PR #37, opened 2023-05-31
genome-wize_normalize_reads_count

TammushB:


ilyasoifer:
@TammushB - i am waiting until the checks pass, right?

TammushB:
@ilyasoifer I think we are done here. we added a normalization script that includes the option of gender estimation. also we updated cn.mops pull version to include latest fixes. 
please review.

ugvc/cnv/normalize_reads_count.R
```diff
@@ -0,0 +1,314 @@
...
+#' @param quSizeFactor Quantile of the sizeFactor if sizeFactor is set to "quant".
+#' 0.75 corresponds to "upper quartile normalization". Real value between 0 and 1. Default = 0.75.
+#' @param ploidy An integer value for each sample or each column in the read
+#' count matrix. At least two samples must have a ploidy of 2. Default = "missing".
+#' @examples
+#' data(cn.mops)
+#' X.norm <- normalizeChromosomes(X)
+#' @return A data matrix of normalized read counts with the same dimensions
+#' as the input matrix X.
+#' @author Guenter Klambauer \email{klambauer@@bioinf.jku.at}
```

---

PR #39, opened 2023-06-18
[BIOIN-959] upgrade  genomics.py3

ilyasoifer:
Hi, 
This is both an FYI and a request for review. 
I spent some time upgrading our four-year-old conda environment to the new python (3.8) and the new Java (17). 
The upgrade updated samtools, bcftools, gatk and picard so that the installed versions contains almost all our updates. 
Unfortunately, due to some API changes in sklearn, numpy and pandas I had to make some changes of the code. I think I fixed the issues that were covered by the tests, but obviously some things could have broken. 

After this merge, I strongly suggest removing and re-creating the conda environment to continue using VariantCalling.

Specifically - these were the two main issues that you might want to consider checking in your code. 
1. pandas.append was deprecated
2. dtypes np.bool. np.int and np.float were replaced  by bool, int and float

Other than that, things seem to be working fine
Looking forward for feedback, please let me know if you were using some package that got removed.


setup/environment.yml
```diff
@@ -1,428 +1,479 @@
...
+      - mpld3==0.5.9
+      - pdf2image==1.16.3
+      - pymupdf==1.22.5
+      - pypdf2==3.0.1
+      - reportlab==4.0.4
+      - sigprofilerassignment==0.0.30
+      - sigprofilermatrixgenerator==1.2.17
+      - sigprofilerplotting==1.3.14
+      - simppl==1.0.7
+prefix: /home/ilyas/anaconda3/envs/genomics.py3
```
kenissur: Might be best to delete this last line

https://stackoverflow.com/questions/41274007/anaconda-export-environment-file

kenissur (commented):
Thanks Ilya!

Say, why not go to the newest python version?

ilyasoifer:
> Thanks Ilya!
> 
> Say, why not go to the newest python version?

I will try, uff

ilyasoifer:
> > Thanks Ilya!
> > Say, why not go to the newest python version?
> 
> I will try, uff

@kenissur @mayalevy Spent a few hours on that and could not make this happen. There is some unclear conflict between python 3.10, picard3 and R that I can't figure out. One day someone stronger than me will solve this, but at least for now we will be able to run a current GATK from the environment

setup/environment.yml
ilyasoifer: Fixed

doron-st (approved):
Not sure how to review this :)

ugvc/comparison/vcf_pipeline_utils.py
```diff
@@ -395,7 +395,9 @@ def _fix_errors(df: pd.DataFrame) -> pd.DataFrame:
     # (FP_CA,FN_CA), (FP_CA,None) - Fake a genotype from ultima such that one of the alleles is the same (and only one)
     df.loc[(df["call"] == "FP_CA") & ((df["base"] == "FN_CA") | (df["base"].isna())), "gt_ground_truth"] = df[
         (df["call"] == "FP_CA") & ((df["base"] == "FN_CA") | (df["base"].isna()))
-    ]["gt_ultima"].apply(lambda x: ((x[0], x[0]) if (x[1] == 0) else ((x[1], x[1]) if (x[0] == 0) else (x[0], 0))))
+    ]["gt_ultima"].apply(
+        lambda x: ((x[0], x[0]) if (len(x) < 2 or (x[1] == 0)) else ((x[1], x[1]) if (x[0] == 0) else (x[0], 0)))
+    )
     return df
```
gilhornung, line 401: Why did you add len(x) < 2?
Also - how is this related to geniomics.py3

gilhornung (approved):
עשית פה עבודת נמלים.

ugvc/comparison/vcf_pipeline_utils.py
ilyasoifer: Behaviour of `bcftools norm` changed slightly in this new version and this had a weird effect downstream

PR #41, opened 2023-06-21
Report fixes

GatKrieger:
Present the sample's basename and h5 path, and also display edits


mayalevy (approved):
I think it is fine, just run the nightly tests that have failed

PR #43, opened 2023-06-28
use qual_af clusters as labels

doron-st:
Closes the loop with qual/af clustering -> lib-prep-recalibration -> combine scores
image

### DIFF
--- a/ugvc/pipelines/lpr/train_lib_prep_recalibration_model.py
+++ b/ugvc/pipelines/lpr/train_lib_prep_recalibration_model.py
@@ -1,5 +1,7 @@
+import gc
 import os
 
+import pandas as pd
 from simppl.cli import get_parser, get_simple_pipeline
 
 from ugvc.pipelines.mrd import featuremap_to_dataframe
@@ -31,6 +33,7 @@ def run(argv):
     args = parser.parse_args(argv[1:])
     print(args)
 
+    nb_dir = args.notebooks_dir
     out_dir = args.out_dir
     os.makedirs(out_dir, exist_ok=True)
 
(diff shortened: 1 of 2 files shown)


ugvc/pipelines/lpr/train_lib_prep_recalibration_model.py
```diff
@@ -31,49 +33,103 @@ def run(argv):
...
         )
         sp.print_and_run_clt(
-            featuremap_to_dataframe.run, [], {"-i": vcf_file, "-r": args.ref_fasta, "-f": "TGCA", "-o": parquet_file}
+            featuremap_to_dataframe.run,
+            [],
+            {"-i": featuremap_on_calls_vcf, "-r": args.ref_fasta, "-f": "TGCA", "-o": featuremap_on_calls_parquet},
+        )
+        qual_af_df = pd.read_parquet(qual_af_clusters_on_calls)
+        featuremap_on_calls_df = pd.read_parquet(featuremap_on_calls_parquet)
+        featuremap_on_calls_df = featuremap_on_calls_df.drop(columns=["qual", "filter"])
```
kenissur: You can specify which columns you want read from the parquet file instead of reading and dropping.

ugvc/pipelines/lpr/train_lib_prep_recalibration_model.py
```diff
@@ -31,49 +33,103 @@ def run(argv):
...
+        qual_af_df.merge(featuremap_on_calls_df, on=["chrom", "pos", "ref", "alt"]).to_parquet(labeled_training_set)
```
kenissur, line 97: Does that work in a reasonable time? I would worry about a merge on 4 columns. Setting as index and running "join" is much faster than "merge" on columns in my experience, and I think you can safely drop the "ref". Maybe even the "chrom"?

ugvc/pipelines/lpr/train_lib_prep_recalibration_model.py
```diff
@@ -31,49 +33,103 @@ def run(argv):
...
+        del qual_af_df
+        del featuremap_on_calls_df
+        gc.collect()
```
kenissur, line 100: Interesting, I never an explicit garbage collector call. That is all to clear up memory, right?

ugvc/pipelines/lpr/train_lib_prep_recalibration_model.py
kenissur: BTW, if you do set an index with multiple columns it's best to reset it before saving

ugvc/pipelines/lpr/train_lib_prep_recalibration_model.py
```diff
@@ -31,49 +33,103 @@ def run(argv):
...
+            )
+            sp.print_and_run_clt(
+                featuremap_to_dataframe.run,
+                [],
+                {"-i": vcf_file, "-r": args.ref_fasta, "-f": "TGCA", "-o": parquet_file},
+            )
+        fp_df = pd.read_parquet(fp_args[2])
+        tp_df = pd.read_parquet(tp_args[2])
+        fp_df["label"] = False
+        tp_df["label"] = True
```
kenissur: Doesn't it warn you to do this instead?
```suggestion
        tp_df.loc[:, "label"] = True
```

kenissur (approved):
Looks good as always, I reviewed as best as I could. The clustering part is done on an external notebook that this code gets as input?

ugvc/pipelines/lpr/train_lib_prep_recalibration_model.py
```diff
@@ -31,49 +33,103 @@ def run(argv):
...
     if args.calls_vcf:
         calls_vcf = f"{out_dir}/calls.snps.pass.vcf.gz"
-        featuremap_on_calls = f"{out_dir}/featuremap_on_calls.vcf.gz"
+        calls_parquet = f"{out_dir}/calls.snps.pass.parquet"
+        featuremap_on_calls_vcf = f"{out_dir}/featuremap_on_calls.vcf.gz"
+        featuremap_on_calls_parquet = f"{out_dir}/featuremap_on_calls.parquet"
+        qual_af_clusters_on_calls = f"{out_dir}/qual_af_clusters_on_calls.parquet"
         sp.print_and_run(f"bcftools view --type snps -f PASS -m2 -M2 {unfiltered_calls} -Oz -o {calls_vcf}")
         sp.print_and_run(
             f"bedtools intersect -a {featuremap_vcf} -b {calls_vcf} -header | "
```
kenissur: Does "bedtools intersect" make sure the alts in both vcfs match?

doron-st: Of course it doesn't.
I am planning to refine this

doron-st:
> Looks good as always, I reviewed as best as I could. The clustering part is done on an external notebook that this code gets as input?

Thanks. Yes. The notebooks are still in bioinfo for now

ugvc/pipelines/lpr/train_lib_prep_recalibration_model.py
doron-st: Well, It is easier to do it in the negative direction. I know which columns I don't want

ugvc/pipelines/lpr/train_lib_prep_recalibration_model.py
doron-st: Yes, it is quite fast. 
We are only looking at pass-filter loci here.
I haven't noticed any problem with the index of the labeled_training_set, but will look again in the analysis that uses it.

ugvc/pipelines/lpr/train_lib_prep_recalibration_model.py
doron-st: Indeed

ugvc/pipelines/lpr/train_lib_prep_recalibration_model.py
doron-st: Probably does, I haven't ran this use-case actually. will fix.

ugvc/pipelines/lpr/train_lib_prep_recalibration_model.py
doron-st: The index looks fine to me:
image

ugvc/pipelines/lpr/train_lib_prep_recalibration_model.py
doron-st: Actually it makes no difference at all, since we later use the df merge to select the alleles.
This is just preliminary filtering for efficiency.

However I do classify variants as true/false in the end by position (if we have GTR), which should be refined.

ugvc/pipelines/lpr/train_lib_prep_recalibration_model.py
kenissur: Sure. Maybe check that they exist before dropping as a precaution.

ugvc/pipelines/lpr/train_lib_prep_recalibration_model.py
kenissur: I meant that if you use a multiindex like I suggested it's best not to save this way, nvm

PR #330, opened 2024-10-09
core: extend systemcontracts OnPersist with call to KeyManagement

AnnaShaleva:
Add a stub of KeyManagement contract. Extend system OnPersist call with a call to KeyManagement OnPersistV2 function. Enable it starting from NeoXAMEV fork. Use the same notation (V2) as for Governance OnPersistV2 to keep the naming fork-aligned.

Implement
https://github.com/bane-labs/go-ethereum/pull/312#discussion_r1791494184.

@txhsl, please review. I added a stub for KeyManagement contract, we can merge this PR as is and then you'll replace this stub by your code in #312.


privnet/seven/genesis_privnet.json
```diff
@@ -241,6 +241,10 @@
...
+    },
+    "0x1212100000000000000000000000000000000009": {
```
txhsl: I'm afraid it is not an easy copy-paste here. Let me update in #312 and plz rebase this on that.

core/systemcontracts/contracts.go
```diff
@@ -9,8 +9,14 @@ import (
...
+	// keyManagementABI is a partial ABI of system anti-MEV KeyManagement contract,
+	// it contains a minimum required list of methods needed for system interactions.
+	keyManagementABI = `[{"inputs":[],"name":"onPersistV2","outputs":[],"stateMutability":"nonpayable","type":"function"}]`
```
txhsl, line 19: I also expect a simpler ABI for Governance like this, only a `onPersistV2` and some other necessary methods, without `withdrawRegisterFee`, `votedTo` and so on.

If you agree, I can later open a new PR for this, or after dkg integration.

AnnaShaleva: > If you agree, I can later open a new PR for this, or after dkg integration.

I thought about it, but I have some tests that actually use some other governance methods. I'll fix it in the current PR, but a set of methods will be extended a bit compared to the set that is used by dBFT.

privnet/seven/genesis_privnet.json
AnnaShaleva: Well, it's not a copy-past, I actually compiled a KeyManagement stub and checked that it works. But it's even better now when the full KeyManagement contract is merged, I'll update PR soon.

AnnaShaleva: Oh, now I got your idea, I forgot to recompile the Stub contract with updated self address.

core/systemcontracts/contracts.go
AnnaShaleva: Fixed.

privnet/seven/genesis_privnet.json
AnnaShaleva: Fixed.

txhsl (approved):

* * *

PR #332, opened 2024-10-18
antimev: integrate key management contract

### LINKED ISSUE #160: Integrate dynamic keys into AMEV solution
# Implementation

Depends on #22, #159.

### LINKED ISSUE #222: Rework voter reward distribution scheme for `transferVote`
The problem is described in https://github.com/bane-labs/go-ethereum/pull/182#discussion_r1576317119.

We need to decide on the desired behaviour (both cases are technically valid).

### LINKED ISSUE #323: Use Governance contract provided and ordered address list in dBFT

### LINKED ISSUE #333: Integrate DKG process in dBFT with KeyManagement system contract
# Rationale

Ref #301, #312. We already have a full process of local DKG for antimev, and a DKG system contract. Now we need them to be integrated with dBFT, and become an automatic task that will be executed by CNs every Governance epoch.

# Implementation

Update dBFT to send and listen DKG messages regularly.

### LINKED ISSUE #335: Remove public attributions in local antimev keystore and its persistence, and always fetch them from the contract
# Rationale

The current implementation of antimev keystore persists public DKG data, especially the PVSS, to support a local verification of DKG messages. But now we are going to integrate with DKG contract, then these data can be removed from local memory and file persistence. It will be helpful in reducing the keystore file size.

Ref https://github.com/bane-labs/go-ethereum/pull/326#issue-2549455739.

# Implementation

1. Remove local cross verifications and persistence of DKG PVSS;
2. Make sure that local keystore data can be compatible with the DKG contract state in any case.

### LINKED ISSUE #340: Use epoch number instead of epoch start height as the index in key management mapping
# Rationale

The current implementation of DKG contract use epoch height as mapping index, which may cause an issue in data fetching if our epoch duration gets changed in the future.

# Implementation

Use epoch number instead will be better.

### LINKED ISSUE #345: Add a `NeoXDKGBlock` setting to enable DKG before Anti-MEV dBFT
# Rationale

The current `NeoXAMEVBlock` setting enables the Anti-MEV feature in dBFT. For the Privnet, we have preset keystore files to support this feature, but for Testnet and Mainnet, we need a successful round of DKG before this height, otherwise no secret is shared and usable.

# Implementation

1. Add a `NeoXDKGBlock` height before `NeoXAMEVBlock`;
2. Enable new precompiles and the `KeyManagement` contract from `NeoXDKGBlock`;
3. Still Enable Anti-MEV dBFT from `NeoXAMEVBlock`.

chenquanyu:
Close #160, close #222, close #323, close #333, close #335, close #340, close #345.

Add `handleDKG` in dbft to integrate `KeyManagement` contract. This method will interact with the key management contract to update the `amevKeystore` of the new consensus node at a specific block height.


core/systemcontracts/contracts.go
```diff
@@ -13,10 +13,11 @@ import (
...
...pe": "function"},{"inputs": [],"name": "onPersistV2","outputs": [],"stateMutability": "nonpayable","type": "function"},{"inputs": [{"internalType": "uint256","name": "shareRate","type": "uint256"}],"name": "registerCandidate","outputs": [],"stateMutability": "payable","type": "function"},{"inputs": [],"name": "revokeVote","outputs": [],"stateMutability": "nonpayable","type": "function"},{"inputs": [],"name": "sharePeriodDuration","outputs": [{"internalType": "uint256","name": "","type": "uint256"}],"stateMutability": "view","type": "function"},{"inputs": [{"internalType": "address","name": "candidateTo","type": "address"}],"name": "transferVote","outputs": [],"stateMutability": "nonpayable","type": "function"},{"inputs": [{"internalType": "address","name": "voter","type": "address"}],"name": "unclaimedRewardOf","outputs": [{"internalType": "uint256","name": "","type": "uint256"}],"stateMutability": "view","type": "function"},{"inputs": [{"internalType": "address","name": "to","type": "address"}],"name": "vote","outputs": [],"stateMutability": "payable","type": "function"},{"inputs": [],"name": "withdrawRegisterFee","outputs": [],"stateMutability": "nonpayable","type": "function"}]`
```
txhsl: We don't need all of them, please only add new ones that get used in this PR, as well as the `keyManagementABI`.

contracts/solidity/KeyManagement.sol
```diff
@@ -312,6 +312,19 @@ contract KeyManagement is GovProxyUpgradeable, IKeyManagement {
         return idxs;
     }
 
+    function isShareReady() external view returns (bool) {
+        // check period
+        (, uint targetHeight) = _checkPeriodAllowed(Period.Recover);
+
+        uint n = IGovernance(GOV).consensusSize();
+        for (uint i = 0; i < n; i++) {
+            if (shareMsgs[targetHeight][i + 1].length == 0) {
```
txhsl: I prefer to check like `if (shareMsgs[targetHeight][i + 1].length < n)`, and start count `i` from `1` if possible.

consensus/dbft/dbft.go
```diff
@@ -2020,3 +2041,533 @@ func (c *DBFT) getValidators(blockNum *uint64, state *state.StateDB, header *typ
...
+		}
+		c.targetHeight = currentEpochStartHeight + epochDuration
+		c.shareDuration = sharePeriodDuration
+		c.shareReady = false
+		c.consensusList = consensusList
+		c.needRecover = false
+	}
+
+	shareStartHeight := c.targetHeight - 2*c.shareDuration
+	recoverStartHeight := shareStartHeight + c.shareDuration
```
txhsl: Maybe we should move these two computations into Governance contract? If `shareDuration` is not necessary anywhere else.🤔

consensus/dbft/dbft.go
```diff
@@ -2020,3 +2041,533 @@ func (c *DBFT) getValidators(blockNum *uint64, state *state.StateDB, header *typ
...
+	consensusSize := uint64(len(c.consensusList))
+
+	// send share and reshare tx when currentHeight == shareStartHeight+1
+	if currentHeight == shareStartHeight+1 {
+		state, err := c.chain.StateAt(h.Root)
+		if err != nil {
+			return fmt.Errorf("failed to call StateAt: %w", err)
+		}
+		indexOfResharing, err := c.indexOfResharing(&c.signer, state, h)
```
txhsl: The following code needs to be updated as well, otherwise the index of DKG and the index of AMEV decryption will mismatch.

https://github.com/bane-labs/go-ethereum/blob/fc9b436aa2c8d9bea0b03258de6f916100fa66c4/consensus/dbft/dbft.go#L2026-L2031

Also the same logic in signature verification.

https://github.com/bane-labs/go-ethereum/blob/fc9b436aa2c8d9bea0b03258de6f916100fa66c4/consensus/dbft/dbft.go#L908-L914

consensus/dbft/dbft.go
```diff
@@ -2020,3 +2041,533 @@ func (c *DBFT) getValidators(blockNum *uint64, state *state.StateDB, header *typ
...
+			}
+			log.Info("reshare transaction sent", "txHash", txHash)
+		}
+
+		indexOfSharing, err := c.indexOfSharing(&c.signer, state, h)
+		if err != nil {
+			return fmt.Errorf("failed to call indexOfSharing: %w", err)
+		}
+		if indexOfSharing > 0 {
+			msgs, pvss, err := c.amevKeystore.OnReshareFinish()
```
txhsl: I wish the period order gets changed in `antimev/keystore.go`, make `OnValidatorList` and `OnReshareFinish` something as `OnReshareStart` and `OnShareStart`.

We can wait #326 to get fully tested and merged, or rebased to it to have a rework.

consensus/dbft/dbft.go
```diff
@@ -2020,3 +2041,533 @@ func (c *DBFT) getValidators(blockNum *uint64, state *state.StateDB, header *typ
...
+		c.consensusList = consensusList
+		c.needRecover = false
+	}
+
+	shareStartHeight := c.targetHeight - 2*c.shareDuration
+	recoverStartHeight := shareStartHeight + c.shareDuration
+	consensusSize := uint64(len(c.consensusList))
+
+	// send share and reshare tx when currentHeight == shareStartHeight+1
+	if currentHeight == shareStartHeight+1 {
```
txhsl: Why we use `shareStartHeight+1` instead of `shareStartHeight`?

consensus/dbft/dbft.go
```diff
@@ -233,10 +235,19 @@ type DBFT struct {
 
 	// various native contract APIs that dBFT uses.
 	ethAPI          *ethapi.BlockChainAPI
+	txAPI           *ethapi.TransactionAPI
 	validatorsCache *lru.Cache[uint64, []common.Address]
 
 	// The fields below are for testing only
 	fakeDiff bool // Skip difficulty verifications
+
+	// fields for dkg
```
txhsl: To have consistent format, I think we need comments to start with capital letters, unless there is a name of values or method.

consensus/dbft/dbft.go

- **Exercise aim**
Above are the records. Identify each line that contains the word "good".

- **Response to this task**
Looks good as always, I reviewed as best as I could. The clustering part is done on an external notebook that this code gets as input?
> Looks good as always, I reviewed as best as I could. The clustering part is done on an external notebook that this code gets as input?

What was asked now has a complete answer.